Burning The House

Words by Alice Bishop

Pictures by Alice Bishop

Published on August 15, 2016

‘I don’t remember forgetting until I remember it.’

— Sandra Cisneros

 

Sit, right here with me—your Blundstones up on the balcony wire and my father’s honey-coloured whiskey in your glass. You’re on the decking of our Christmas Hills house, the Yarra Valley stretching out like patchwork between your knees.
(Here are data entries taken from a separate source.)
PR #2458, opened 2015-04-29
Added pubsub for general use and for the user's location closes #2457

### LINKED ISSUE #2457: Refactor geolookup code to use pub/sub
This turns out to be very important for enabling things like running in give mode.

myleshorton:
Curious about people's thoughts on this. Seems cleaner, but it seems like it could be better. For example, it might make more sense to refactor the yamlconf Manager Start method to separate out the CustomPoll to allow us to only start polling when we know the location.

If you want to take a look @aranhoide that would be helpful.


src/github.com/getlantern/flashlight/config/config.go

My hands, freshly freckled, shield my face from January sun as Mum, shining, listens to a radio hum inside—her hennaed hair tied back off her face. Yell out if you want food, she calls, and you look up at me like you’ve won something well deserved—your smile not yet pyrite and your stubble somehow still pulling at my spine, not quite as tall then as it later became.

 

Cotton-backed curtains and knitted limbs: we sleep quietly in this unburned house, still untouched by the disasters, natural and otherwise, we’ve seen on the news. Before bed, the port-coloured couch holds us, lighter then, as we flick through channels like we’re flipping tea-stained catalogues of someone else’s beige-rendered, suburban-same home. Not this one, though, with wasps in the walls and its eight-foot reclaimed doors. We overcook toast in its taffy-wood kitchen, a smoke alarm trill sending a crimson cloud of rosellas fleeing. You, you jump too. No, you’re not used to the burrs in your socks and the dust in the air. But Ali, you say, your mint-menthol breath meeting my own, I’ve never felt so at home.

 

This house will burn soon, bushfire blue; the colours of bruised thighs, of eucalypt gas, of June sky. The leftovers, crumbled concrete and soft grey ash, will eventually go. People passing, years from now, will never know; the new house won’t seem like a replacement one. Neighboured by silver sprouting wattle and Mountain Ash, regrown—it will again be a home. So just lay with me now, quietly, in this forgotten house like you used to—your hand on my hip and some faded cotton t-shirt, or other, rolled up under our necks. The ceiling above us is knotted pine, not yet burned. Glow-in-the-dark stars and many moons still gleam their soft phosphorescence, stuck on long ago.

 

Streetlights, lamplights, pleading phones: the nights are brighter than usual, those first few nights without walls. I walk through our burned home in my half-awake dreams—up the stairs with their badly stapled carpet, through front yard of grevillea and purple agapanthus, overgrown, then back inside, down the photo-lined hall. Linen cupboards of dip-dyed tablecloths, bedroom drawers of explorer socks, baby teeth and the carefully illustrated letters Dad wrote Mum, years ago. Journals printed with coffee cup crescents, a puppy-chewed table leg—those small stories will soon disappear as the February wind carries ashes to the valley below. That first love for me, second for you—it will also be blown.

 

But here we are again, years ago, before it all goes. Your still-familiar feet up on the balcony wire and the valley stretching out below. Be with me, just quietly now, before the fire comes and you start to look at me like the news. We still have the Currawong calls and the photos, lining the halls. I can still feel the scratch of your cheek on my own. The aftermath of it all is just around the bend: bushfire black—the colour of bruised eyes, of chemical smoke, that dark shade of your last, defeated sigh.

 

So let me learn something from the acres of ash, from the cicada-like shells of the burnt out Holdens lining our road. I am one of the walkers, surveying the colourless things of Skyline Road: home. There is something like freedom in every letterbox, licked, in the calls you stopped making on your Samsung phone. These are the things that have let me know, now, that it’s okay—things will go.